→ **Problem requirements**: Search the data for the word "sure" and copy each line that has it.

→ **Records provided**:
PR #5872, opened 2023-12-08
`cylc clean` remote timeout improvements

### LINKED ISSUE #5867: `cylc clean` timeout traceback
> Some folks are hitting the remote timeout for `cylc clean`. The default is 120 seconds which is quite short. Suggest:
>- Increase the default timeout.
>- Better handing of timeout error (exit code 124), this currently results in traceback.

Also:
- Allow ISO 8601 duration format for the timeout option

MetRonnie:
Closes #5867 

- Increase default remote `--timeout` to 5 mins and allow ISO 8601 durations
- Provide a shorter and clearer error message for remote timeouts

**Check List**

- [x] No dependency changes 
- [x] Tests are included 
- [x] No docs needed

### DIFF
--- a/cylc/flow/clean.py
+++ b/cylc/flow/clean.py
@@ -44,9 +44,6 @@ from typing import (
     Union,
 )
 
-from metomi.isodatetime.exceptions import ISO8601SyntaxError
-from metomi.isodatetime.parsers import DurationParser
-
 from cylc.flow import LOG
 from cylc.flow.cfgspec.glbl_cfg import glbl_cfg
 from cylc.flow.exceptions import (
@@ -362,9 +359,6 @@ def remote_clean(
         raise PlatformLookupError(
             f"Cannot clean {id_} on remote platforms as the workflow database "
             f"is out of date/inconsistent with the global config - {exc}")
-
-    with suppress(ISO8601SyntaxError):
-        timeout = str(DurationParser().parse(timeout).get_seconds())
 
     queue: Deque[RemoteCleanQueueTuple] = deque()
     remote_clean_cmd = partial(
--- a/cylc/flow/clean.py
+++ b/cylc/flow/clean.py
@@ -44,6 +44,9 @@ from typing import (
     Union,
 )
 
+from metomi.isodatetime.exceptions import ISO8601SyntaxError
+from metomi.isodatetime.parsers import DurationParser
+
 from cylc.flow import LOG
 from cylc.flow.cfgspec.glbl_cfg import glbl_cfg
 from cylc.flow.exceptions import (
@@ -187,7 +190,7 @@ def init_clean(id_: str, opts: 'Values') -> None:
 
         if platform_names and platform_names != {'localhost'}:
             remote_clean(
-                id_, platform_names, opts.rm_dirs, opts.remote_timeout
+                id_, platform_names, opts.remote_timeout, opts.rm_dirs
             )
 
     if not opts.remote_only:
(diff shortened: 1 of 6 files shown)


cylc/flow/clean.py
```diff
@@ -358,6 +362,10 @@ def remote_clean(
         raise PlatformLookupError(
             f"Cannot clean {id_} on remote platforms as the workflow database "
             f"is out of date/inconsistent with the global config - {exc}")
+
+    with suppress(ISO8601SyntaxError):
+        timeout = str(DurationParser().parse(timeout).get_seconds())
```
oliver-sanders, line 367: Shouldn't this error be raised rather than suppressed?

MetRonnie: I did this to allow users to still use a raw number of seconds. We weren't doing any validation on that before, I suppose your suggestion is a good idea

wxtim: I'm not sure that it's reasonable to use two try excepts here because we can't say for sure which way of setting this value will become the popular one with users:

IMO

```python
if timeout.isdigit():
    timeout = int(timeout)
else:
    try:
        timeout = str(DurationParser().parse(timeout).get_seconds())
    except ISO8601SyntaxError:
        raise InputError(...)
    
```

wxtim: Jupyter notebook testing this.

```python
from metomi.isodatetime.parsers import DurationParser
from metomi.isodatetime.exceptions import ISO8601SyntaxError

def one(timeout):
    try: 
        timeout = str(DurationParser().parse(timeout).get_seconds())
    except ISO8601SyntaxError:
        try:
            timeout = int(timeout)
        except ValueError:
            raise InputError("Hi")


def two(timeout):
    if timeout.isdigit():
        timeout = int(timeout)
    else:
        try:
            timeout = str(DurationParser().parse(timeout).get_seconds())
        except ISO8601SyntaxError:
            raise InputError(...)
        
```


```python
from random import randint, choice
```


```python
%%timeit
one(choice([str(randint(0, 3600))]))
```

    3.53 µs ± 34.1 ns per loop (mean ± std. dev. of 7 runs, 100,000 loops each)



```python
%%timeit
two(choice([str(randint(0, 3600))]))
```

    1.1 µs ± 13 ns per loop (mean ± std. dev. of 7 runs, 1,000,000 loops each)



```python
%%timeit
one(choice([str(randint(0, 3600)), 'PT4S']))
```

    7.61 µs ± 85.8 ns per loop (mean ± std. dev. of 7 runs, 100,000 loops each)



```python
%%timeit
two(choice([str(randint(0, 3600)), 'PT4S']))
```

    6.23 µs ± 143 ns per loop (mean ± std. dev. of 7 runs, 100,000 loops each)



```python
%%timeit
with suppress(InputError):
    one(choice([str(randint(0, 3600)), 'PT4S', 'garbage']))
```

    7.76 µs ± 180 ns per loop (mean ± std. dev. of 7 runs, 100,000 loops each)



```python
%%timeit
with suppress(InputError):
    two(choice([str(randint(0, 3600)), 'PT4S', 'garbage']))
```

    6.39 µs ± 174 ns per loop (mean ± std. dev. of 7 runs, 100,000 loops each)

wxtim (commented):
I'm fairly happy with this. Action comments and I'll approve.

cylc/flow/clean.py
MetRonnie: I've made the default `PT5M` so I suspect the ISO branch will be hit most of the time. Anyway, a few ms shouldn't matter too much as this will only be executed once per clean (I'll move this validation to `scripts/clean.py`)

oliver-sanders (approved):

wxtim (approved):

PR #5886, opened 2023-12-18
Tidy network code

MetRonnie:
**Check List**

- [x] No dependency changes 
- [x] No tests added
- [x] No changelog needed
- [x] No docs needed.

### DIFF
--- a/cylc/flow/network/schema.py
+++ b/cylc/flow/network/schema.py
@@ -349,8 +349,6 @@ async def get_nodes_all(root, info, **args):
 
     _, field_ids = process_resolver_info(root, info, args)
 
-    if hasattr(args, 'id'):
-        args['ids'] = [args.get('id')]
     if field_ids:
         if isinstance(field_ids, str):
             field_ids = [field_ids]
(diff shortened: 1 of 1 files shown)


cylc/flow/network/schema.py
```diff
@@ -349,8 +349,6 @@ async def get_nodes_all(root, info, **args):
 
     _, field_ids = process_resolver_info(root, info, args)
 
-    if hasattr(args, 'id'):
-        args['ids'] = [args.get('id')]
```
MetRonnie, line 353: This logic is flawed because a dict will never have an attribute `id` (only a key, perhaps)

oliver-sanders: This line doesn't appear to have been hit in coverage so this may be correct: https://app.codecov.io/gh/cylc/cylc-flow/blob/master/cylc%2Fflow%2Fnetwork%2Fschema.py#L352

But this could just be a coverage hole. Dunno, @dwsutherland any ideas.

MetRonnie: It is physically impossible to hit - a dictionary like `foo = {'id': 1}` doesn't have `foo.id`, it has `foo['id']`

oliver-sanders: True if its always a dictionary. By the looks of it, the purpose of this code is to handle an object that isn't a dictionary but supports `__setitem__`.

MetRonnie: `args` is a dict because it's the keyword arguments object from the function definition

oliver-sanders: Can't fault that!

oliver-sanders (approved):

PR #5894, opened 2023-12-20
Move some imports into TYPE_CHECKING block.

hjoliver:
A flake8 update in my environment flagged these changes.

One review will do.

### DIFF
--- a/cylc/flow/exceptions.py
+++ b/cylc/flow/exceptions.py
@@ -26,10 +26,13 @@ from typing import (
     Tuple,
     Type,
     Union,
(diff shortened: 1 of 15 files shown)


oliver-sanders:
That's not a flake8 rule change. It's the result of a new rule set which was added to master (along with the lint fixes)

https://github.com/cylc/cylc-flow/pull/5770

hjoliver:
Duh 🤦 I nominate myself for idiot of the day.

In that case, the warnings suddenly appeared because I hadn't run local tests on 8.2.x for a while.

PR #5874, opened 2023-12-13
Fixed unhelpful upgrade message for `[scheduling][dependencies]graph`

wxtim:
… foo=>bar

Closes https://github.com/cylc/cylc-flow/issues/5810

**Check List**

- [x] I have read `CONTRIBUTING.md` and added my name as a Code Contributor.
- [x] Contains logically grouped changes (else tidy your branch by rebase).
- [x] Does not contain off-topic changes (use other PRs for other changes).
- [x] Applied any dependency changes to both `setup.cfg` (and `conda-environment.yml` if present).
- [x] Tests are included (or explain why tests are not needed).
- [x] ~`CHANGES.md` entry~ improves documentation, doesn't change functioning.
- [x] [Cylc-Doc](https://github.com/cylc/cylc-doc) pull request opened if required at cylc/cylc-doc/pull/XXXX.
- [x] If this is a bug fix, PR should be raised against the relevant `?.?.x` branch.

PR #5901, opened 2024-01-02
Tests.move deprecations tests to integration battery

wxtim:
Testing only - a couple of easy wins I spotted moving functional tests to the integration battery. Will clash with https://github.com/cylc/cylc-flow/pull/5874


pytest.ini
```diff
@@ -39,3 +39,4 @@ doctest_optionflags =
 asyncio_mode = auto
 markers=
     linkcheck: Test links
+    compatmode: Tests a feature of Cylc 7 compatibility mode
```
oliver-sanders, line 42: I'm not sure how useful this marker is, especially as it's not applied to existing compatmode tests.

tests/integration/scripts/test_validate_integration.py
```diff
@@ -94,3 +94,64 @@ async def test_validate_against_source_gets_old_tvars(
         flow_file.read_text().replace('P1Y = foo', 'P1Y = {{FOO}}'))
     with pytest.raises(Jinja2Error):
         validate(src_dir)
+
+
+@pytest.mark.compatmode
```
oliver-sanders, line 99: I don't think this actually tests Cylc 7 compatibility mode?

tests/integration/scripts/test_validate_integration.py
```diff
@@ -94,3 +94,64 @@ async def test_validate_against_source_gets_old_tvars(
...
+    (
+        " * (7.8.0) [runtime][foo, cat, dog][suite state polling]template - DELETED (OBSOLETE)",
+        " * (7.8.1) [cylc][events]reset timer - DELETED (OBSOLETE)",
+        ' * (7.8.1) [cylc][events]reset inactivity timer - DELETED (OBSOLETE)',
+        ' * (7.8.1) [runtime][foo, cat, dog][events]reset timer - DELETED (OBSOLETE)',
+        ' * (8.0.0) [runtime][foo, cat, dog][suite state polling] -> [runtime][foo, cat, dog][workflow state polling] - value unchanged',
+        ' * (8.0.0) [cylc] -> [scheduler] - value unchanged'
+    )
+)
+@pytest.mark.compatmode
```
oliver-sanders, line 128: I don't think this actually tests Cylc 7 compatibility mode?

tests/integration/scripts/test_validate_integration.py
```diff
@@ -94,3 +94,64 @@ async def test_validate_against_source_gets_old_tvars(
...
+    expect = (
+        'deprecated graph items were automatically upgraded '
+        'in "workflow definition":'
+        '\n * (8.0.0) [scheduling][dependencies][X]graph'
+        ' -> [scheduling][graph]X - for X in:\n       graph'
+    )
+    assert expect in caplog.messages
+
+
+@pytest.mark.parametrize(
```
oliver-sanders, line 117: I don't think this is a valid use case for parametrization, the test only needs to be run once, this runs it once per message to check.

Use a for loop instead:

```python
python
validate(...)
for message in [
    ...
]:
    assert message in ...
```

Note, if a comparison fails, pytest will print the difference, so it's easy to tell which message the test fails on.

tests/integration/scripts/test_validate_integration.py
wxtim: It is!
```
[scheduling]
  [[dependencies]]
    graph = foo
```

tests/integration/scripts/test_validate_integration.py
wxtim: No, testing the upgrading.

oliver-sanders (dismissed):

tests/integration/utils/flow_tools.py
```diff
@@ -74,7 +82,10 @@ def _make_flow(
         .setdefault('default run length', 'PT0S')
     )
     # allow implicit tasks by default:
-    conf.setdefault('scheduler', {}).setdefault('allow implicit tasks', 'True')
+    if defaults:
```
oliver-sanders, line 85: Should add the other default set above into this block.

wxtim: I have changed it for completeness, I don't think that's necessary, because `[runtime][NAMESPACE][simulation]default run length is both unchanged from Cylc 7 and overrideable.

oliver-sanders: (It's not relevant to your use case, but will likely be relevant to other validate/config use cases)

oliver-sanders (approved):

→ **Output below**:
wxtim: I'm not sure that it's reasonable to use two try excepts here because we can't say for sure which way of setting this value will become the popular one with users:
oliver-sanders, line 42: I'm not sure how useful this marker is, especially as it's not applied to existing compatmode tests.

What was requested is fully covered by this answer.